_WHAT THE EXERCISE ASKS_
Would you please copy each line of the data in which the string "rustc" occurs?

_Stored data entries_
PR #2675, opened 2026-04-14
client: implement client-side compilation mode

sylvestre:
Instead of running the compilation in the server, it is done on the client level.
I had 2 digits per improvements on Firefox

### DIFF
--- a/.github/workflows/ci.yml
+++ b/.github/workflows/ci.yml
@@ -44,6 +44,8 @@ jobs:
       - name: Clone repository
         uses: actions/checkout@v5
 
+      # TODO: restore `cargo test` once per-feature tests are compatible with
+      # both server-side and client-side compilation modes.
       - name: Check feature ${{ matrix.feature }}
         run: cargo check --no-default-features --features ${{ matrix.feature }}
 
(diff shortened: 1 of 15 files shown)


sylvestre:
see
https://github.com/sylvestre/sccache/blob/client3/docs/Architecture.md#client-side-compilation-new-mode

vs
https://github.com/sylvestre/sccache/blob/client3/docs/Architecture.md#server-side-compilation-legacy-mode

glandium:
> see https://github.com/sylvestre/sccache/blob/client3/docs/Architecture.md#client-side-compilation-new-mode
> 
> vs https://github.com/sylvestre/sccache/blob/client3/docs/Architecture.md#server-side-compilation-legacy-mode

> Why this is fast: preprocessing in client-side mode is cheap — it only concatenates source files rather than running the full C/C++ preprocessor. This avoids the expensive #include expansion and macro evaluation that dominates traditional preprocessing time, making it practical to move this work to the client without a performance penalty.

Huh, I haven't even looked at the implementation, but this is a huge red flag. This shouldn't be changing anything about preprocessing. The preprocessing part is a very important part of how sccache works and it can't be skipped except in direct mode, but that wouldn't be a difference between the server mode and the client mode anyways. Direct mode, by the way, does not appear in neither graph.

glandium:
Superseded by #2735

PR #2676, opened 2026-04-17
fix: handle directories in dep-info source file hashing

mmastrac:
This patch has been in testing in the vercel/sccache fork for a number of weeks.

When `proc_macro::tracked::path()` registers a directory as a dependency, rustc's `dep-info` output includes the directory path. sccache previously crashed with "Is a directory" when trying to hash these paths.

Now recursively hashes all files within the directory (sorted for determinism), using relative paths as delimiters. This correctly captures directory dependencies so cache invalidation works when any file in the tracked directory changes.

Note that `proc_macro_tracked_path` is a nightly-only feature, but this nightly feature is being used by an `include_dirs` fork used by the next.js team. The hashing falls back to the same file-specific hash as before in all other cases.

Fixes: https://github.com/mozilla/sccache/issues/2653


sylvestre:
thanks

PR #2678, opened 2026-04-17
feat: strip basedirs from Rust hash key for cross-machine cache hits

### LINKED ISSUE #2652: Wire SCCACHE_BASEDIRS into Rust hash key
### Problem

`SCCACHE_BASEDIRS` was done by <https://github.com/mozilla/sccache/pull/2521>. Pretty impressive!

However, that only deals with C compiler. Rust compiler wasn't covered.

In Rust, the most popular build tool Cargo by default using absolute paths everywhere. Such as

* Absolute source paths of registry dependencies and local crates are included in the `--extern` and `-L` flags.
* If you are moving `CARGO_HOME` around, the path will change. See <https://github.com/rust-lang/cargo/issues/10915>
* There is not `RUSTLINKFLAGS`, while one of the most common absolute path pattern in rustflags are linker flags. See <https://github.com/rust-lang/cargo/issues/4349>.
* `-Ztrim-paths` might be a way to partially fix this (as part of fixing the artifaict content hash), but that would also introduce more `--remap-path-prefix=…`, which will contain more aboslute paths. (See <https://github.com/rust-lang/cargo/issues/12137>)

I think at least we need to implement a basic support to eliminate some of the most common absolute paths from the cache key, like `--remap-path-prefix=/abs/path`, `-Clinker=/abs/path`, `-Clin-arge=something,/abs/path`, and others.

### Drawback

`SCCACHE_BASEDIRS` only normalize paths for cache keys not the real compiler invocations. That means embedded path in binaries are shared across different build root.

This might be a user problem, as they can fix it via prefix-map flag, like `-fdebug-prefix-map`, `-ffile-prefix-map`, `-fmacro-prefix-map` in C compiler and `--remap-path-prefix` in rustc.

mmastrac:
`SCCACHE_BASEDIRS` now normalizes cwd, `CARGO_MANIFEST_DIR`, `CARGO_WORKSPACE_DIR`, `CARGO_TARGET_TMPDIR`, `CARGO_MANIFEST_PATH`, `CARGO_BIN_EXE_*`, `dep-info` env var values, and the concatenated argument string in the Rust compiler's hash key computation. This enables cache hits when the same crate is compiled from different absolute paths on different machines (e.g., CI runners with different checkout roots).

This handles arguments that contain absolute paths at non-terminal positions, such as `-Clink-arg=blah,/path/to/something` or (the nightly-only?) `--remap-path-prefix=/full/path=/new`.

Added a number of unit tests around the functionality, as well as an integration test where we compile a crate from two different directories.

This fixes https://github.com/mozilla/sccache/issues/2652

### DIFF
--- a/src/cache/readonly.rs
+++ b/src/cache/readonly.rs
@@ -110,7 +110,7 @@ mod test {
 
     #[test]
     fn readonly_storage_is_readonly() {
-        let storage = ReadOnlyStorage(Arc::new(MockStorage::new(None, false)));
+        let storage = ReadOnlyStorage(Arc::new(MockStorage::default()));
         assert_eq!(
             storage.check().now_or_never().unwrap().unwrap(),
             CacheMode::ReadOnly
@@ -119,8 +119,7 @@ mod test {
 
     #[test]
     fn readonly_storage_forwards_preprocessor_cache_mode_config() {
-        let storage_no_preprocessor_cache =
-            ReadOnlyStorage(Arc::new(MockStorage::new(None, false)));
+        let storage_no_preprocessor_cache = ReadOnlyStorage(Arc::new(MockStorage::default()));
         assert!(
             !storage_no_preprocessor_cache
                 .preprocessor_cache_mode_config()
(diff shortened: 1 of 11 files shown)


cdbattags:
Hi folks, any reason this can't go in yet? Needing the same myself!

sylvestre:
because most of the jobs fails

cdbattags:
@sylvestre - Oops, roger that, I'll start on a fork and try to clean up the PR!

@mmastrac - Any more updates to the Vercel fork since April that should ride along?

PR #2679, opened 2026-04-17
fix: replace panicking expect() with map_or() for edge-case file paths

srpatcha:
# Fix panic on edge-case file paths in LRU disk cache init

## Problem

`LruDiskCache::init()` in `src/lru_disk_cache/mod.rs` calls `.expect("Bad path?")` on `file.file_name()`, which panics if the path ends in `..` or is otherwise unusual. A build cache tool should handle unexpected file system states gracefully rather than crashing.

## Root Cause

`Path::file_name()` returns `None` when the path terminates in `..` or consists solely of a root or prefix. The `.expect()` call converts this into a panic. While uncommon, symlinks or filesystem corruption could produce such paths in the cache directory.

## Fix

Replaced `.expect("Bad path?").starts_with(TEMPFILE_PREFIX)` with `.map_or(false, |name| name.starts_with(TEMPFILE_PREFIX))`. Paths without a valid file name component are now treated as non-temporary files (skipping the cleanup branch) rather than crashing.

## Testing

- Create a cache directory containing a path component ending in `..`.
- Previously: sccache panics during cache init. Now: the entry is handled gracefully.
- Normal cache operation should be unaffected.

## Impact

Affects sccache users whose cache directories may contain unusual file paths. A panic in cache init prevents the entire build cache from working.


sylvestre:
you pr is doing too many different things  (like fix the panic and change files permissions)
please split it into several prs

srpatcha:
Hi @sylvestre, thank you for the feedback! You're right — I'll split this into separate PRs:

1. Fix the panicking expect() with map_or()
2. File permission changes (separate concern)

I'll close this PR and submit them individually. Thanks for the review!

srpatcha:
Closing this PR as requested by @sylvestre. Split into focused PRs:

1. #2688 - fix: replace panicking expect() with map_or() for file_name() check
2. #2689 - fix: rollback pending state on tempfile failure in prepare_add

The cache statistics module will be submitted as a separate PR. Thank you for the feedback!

_RESULT_
When `proc_macro::tracked::path()` registers a directory as a dependency, rustc's `dep-info` output includes the directory path. sccache previously crashed with "Is a directory" when trying to hash these paths.
This might be a user problem, as they can fix it via prefix-map flag, like `-fdebug-prefix-map`, `-ffile-prefix-map`, `-fmacro-prefix-map` in C compiler and `--remap-path-prefix` in rustc.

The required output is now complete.